Now imagine that there might be more depth to social sciences as well? Do you think we have it all figured out? Is Economics solved as well?

timr 15 hours ago | parent [-]

> Now imagine that there might be more depth to social sciences as well?

I didn't malign all social sciences.

> Do you think we have it all figured out?

No.

nixon_why69 15 hours ago | parent [-]

Ok so its just specifically the stuff at the intersection of race and poverty that bothers you? I'm not sure where this is going.

I mean, yes, there's some shoddy ideology-as-science at various universities but those people all still have jobs. That's not what got cut by DOGE, apparently.

timr 15 hours ago | parent [-]

> Ok so its just specifically the stuff at the intersection of race and poverty that bothers you? I'm not sure where this is going.

No, it's bad science that bothers me, and this particular article prominently mentioned this example of bad science in like, the third paragraph. I quoted this at the top of the thread.

But I appreciate the subtle insinuation!

nixon_why69 14 hours ago | parent [-]

From TFA (more like 10th graf after a lot on the NASA project):

> research into the social determinants of health—structural racism in home-loan practices meant that nonwhite people got iced out of home ownership and generational wealth, which forced them to live in neighborhoods closer to toxic sites such as factories and highways, without sidewalks and amenities. “It’s a challenging field to quantify, but we’re getting to a place in science where we can start asking these questions,”

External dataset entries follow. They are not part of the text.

PR #2664, opened 2023-02-28
Add new endpoint for launching store

JorgeMucientes:
Part of [#8425](https://github.com/woocommerce/woocommerce-android/issues/8425)

### Description 
Adds new endpoint to launch stores that are unpublished

### Testing 

1. Create a new WP.com site with `eCommerce` plan 
2. Run example app
3. Navigate to Woo/Store Onboarding/ Select your new site 
4. Click Launch Site
5. See the success log 
6. Click again 
7. Check "Site has already been launched..." error

### DIFF
--- a/fluxc/src/main/java/org/wordpress/android/fluxc/store/SiteStore.kt
+++ b/fluxc/src/main/java/org/wordpress/android/fluxc/store/SiteStore.kt
@@ -73,11 +73,11 @@ import org.wordpress.android.fluxc.model.RoleModel
 import org.wordpress.android.fluxc.model.SiteModel
 import org.wordpress.android.fluxc.model.SitesModel
 import org.wordpress.android.fluxc.network.BaseRequest.BaseNetworkError
-import org.wordpress.android.fluxc.network.rest.wpapi.site.SiteWPAPIRestClient
 import org.wordpress.android.fluxc.network.rest.wpapi.WPAPINetworkError
 import org.wordpress.android.fluxc.network.rest.wpapi.WPAPIResponse
 import org.wordpress.android.fluxc.network.rest.wpapi.applicationpasswords.ApplicationPasswordDeletionResult
 import org.wordpress.android.fluxc.network.rest.wpapi.applicationpasswords.ApplicationPasswordsManager
+import org.wordpress.android.fluxc.network.rest.wpapi.site.SiteWPAPIRestClient
 import org.wordpress.android.fluxc.network.rest.wpcom.WPComGsonRequest.WPComGsonNetworkError
 import org.wordpress.android.fluxc.network.rest.wpcom.WPComGsonRequestBuilder.Response.Error
 import org.wordpress.android.fluxc.network.rest.wpcom.WPComGsonRequestBuilder.Response.Success
@@ -2046,6 +2046,20 @@ open class SiteStore @Inject constructor(
         return coroutineEngine.withDefaultContext(T.API, this, "Fetch domain price") {
             when (val response =
                 siteRestClient.fetchDomainPrice(domainName)) {
+                is Success -> {
+                    WPAPIResponse.Success(response.data)
+                }
+                is Error -> {
+                    WPAPIResponse.Error(WPAPINetworkError(response.error))
+                }
+            }
+        }
+    }
+
+    suspend fun launchSite(site: SiteModel): WPAPIResponse<Unit> {
+        return coroutineEngine.withDefaultContext(T.API, this, "Launch site") {
+            when (val response =
+                siteRestClient.launchSite(site)) {
                 is Success -> {
                     WPAPIResponse.Success(response.data)
                 }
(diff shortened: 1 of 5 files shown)


fluxc/src/main/java/org/wordpress/android/fluxc/store/SiteStore.kt
```diff
@@ -2055,4 +2055,18 @@ open class SiteStore @Inject constructor(
             }
         }
     }
+
+    suspend fun launchSite(site: SiteModel): WPAPIResponse<Unit> {
```
hichamboushaba: Not a review yet, just a remark about the use of `WPAPIResponse` here.
The `WPAPIResponse` is a class that represents a network response that uses the Core WP REST API, while here we are using a WPCom API, and just [above](https://github.com/wordpress-mobile/WordPress-FluxC-Android/blob/ca3a62405614f9a67d2a9c25f5e9388c75af095d/fluxc/src/main/java/org/wordpress/android/fluxc/network/rest/wpcom/site/SiteRestClient.kt#L279), we already expose the network result in the equivalent response class for WPCom API `WPComGsonRequestBuilder.Response`.

Historically, the Stores in FluxC would return a `Payload` class, in Woo we have the generic class `WooPayload` which makes this easier (thanks to Ondrej for adding it a long time ago), but in the pure WP stores, we tend to create different classes to represent success and error 🤷‍♂️.

JorgeMucientes: Thanks for providing this context @hichamboushaba. I'll refactor this into a custom `Payload` class. Tbh I find it a bit confusing some return types used stores, as well as where these Payload data classes should live.

hichamboushaba: > Tbh I find it a bit confusing some return types used stores, as well as where these Payload data classes should live.

I agree, but 🤷‍♂️ 😄

JorgeMucientes: Changes applied! Thanks for the suggestion!

0nko (commented):
I'm getting an error that says the site was already launched, even though it wasn't 🤔 

image

Response:
```
{"code":"already-launched","message":"This site has already been launched","data":null}
```

fluxc/src/main/java/org/wordpress/android/fluxc/store/SiteStore.kt
hichamboushaba: Thanks @JorgeMucientes, I think I caused a mistake here 🤦, truly sorry.
To be consistent with the rest of the events, the base class should be `OnChanged` instead of `Payload`, this will also make it easier to consume this in WCAndroid as a `Result`, as we have the `OnChangedException` to wrap those types.

Sorry again, I still get confused about the differences between `Payload` and `OnChanged` (designed for the original FluxC architecture that we don't use anymore).

JorgeMucientes: No worries @hichamboushaba, no big deal 👍🏼  I'll refactor it. 

So, just to get it clear this time 😅 . The way to go right now in FluxC stores to keep things consistent is to return an implementation of `OnChange` class right? And this on `OnChange` class is a legacy type that made sense back when fluxC used an event-based (using the bus) architecture. Is that correct? 
This also triggers another question. Do you know why `Payload` class was createdm what's it's purpose? Is essentially the same as `OnChange` class but with a clone method.

JorgeMucientes:
hmm, interesting @0nko. Was it a new site created from scratch? Was it a site you created a long time ago? I remember experiencing the same, with an old site I had subscribed to the `eCommerce` plan but that I had created couple months ago. So I'm wondering if only new sites are "launchable" using that endpoint. I'm going to do few more test though to see if I can reproduce that again and report back to somewhereWarm.

0nko:
@JorgeMucientes It's a fairly new site I created a few days ago when I was testing domain registration. I created it from the app.

fluxc/src/main/java/org/wordpress/android/fluxc/store/SiteStore.kt
hichamboushaba: > The way to go right now in FluxC stores to keep things consistent is to return an implementation of OnChange class right? And this on OnChange class is a legacy type that made sense back when fluxC used an event-based (using the bus) architecture. Is that correct?

Yes, but whether it's still useful for the coroutines usage or not is something to discuss, I think it can still have some usefulness, but it needs some improvements to make it scale well: use a generic type and a better representation of errors.

> Do you know why Payload class was createdm what's it's purpose?

I wasn't around when the legacy architecture was still used, but from the looks of it, the `Payload` classes are intended as arguments for the `Action` classes, and not as representation of the events, which is the role of the `OnChanged` ones.

0nko (approved):
Since based on our conversation it's evident that there is a backend sync issue, the PR is good to go! Nice work! 🎖️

That sounds like science to me, they're trying to quantify health outcomes relative to community environment. Later research can use the figures, just like with your black hole observations.

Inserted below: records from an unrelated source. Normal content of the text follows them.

PR #2665, opened 2023-02-28
Excluded the constantly failing/crashing Connected Tests.

pachlava:
### Why

As discussed in pdcxQM-1St-p2, there's a number of connected tests that always fail, and this slows down the process of Diffs review a lot.

#### The following tests constantly fail:

- `org.wordpress.android.fluxc.ditests.OkHttpInjectionTest#assertNoRedirectsOkHttpClientBuilderHasExpectedSettings`
- `org.wordpress.android.fluxc.mocked.MockedStack_EditorThemeStoreTest#testEditorSettingsOrgUrl`
- `org.wordpress.android.fluxc.persistence.room.WPAndroidDatabaseMigrationTest#migrate10to11`
- `org.wordpress.android.fluxc.release.ReleaseStack_EncryptedLogTest#testQueueForUpload`
- `org.wordpress.android.fluxc.release.ReleaseStack_ReactNativeWPAPIRequestTest#testAuthenticatedCallToSelfSignedSslSite`
- `org.wordpress.android.fluxc.release.ReleaseStack_WPApiPluginTest#testFetchPlugins`
- `org.wordpress.android.fluxc.release.ReleaseStack_TaxonomyTestXMLRPC#testFetchTags`

#### For these three files, the execution leads to crash, leaving all remaining tests unexecuted

- `org.wordpress.android.fluxc.release.ReleaseStack_PostListTestWpCom`
- `org.wordpress.android.fluxc.release.ReleaseStack_PostListTestXMLRPC`
- `org.wordpress.android.fluxc.release.ReleaseStack_WCOrderListTest`
- 
**java.lang.IllegalStateException: No instrumentation registered! Must run under a registering instrumentation.**

### How

1. _I disabled only the tests that fail always._ I did not touch the ones that _might_ fail when they are executed as a part of the whole package, or the ones that fail on CI only. While this is not the best solution, it allows:
    - Have much more tests executed on CI (~540 VS initial ~22)
    - Run FluxC tests for Diffs much faster

2. Increased (60c43062400c65374ec47aa5383410b0b60cc43c) a timeout for tests execution from 30 min to 60 min, because the initial time is not enough for a full run.

### To test

- As can be seen from [related Connected Tests execution](https://console.firebase.google.com/u/1/project/api-project-108380595987/testlab/histories/bh.f08c7ad6c1a268e8/matrices/8934336767943555808/details?stepId=bs.476dcb244d25a340&testCaseId=539), while they still fail, now there are 539 executed tests, opposed to 22 previously.
- Optionally, run the tests locally. Most likely, they won't pass all at once, but they should pass at least by executing selected files.

### DIFF
--- a/.buildkite/connected-tests.sh
+++ b/.buildkite/connected-tests.sh
@@ -21,7 +21,7 @@ gcloud firebase test android run \
 	--type "instrumentation" \
 	--app "example/build/outputs/apk/debug/example-debug.apk" \
 	--test "example/build/outputs/apk/androidTest/debug/example-debug-androidTest.apk" \
-	--timeout "30m" \
+	--timeout "60m" \
 	--device "model=Pixel3,version=30,locale=en,orientation=portrait" \
 	--project "api-project-108380595987" \
 	--verbosity info \
--- a/example/src/androidTest/java/org/wordpress/android/fluxc/ditests/OkHttpInjectionTest.kt
+++ b/example/src/androidTest/java/org/wordpress/android/fluxc/ditests/OkHttpInjectionTest.kt
@@ -5,6 +5,7 @@ import okhttp3.OkHttpClient
 import okhttp3.internal.tls.OkHostnameVerifier
 import org.assertj.core.api.Assertions.assertThat
 import org.junit.Before
+import org.junit.Ignore
 import org.junit.Test
 import org.wordpress.android.fluxc.network.BaseRequest
 import javax.inject.Inject
@@ -42,6 +43,7 @@ class OkHttpInjectionTest {
     }
 
     @Test
+    @Ignore("Disabling as a part of effort to exclude flaky or failing tests. pdcxQM-1St-p2")
     fun assertNoRedirectsOkHttpClientBuilderHasExpectedSettings() {
         noRedirectsOkHttpClient.apply {
             assertThat(cookieJar).isEqualTo(customCookieJar)
--- a/example/src/androidTest/java/org/wordpress/android/fluxc/ditests/OkHttpInjectionTest.kt
+++ b/example/src/androidTest/java/org/wordpress/android/fluxc/ditests/OkHttpInjectionTest.kt
@@ -43,7 +43,8 @@ class OkHttpInjectionTest {
     }
 
     @Test
-    @Ignore("Disabling as a part of effort to exclude flaky or failing tests. pdcxQM-1St-p2")
+    @Ignore("Disabling as a part of effort to exclude flaky or failing tests." +
+        "See https://github.com/wordpress-mobile/WordPress-FluxC-Android/pull/2665")
     fun assertNoRedirectsOkHttpClientBuilderHasExpectedSettings() {
         noRedirectsOkHttpClient.apply {
             assertThat(cookieJar).isEqualTo(customCookieJar)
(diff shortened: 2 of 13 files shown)


.buildkite/connected-tests.sh
```diff
@@ -21,7 +21,7 @@ gcloud firebase test android run \
 	--type "instrumentation" \
 	--app "example/build/outputs/apk/debug/example-debug.apk" \
 	--test "example/build/outputs/apk/androidTest/debug/example-debug-androidTest.apk" \
-	--timeout "30m" \
+	--timeout "60m" \
```
pachlava, line 24: The initial value is not enough for a full run.

example/src/androidTest/java/org/wordpress/android/fluxc/ditests/OkHttpInjectionTest.kt
```diff
@@ -42,6 +43,7 @@ class OkHttpInjectionTest {
     }
 
     @Test
+    @Ignore("Disabling as a part of effort to exclude flaky or failing tests. pdcxQM-1St-p2")
```
jostnes: nitpick: pdcxQM-1St-p2 when copied and pasted into a browser doesn't link to the page directly (we'll need to paste it somewhere on Github to work). maybe we can create an issue for this and have it link to that issue instead for context?

jostnes (commented):
thanks for making this update @pachlava! i added a nitpicky comment and have some questions:
1. are you planning to create another follow-up PR for this to try to get it to a "pass" state (i.e. ignore all flaky/failing tests)? (also not sure if possible as i'm not sure how "flaky" the tests are)
2. i'm not too familiar with the process of excluding steps and was wondering since the "Connected Tests" step results are ignored by Github, if that step is still running and all other steps have passed, will we be able to merge the PR without waiting for that step to complete? (since timeout is updated, that step is ~1hr)

example/src/androidTest/java/org/wordpress/android/fluxc/ditests/OkHttpInjectionTest.kt
pachlava: Good point @jostnes! I knew that the link won't work anywhere outside GH, but it didn't cross my mind to refer to a GH issue instead (🤦) - good idea 👍 ! This is what I did in 6df9a1d042f4e11ae056d2c448a8810073c760c3 - the comments now refer to the _current_ PR, where the link to P2 can be found at the very beginning.

pachlava:
Thank you for the review @jostnes ! 👋 

> 1. are you planning to create another follow-up PR for this to try to get it to a "pass" state (i.e. ignore all flaky/failing tests)? (also not sure if possible as i'm not sure how "flaky" the tests are)

Yes, this is planned as my next step. This is not mentioned in this PR, but it is mentioned in the P2 (quite deep however, it's hard to notice): pdcxQM-1St-p2#comment-1695 (last paragraph)

> 2. i'm not too familiar with the process of excluding steps and was wondering since the "Connected Tests" step results are ignored by Github, if that step is still running and all other steps have passed, will we be able to merge the PR without waiting for that step to complete? (since timeout is updated, that step is ~1hr)

That's a good question 👍 I didn't know this either, but after a commit to address your [other note](https://github.com/wordpress-mobile/WordPress-FluxC-Android/pull/2665#discussion_r1126025833), I had a chance to check, and see the `All checks have passed` note while the Connected Tests are still running. I still can't see the merge button enabled because there are no approving reviews, but I tend to think that it should be possible, because of `All checks have passed` status.

jostnes (approved):
Thanks for making the update and replies! Considering that this isn't final (there's a follow-up PR) and it doesn't block other PRs from merging sooner, it's a 👍 from me! 

:shipit:

pachlava:
Thanks for the re-review, @jostnes ! 

> Considering that this isn't final (there's a follow-up PR)

I think this is something I did not mention here in detail: the purpose of this PR is different from the follow-up one. They are not related. With this PR, I only aimed for excluding the tests that fail _locally_ (to make the Diffs review faster). Excluding the tests that fail on CI has a different purpose, which is to have a CI job with a set of connected tests that pass. This is why I did not want to mix those two things, so that it's easier to track down the changes in future, if needed 🙂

One could say that maybe they should measure low-income communities in general with race as a dimension, but that doesn't make the whole thing "bad science".

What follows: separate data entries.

PR #2666, opened 2023-02-28
Get subscription details using order

### LINKED ISSUE #8376: [WooCommerce Subscriptions] Get subscriptions details using the order id
We need to request the subscription information using the order id (the goal will be to display the subscription information in the order detail screen).
This task is about the networking work to request the data.
Subscriptions are stored as child orders of the main order, so a subscription will have the order's id as the `parent_id` field.
We can get all Subscriptions from an order by querying all orders with the `parent_id` as the `order_id`. 
`query: {parent:[order_id]}` using `path=/wc/v3/subscriptions/`

```
curl --location --request GET 'https://public-api.wordpress.com/rest/v1.1/jetpack-blogs/214253715/rest-api/?json=true&locale=en_US&path=/wc/v3/subscriptions/%26_method=get&query=%7B%22parent%22%3A%20%5B355%5D%2C%22_fields%22%3A%22id%2Cparent_id%22%7D%0A%0A%0A' \
```
p1677103732340039-slack-CNA89KY6M

atorresveiga:
Close: https://github.com/woocommerce/woocommerce-android/issues/8376
### Why
We need to request the subscription information using the order id (the goal will be to display the subscription information in the order detail screen).
### Description
This PR adds the logic necessary to fetch the Order's subscription info using the order id. It does that by filtering the subscriptions and setting the parent query field equal to the order-id
### Testing instructions
I think that the best way to test this code is to follow the testing instructions on the App counterpart https://github.com/woocommerce/woocommerce-android/pull/8440


wzieba:
hi @atorresveiga , just want to confirm - is this ready for review? I'm asking because of the draft state.

atorresveiga:
> is this ready for review?

Not yet @wzieba 😁

atorresveiga:
This is ready for review now @wzieba 😁

plugins/woocommerce/src/main/kotlin/org/wordpress/android/fluxc/network/rest/wpcom/wc/subscription/SubscriptionRestClient.kt
```diff
@@ -0,0 +1,35 @@
...
+
+import org.wordpress.android.fluxc.generated.endpoint.WOOCOMMERCE
+import org.wordpress.android.fluxc.model.SiteModel
+import org.wordpress.android.fluxc.network.Response
+import org.wordpress.android.fluxc.network.rest.wpcom.wc.WooNetwork
+import org.wordpress.android.fluxc.network.rest.wpcom.wc.WooPayload
+import org.wordpress.android.fluxc.utils.toWooPayload
+import javax.inject.Inject
+
+class SubscriptionRestClient @Inject constructor(private val wooNetwork: WooNetwork) {
```
wzieba: If I'm not mistaken, we don't need this in FluxC anymore, right?

wzieba (approved):

PR #2667, opened 2023-03-01
Magic Link: allow clients to define custom values for the flow and source

hichamboushaba:
This PR is needed for https://github.com/woocommerce/woocommerce-android/issues/8427, check the discussion pe5sF9-1e3-p2 for why.

Although it was possible to add more values to the already defined enums `AuthEmailPayloadFlow`, I opted to convert it to an interface instead because I think that the other solution doesn't scale well, and would be confusing to have values that are not reusable with other clients, let me know what you think about this.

timr 14 hours ago | parent [-]

Literally the thing I quoted in the top comment on the thread. Go read that comment.

nixon_why69 14 hours ago | parent [-]

Yeah, but measuring things that are poorly understood (to wit: community environmental factors on health outcomes) is part of the scientific process. Thanks for reminding me that you quoted that, I'm just not understanding the objection from then until now.

Maybe other things are more important? Maybe they're not. Maybe black hole data won't be actionable for 500 years. I don't know, I'm also more interested in space than health so I'm with you if we had to pick one. But I wouldn't call this work "not science".

gazebo2 5 hours ago | parent [-]

>Yeah, but measuring things that are poorly understood (to wit: community environmental factors on health outcomes) is part of the scientific process.

Is this really poorly understood? I think that's (partially) their point. I think we all pretty well understand that income correlates with health and that poorer people will tend to live in less healthy environments.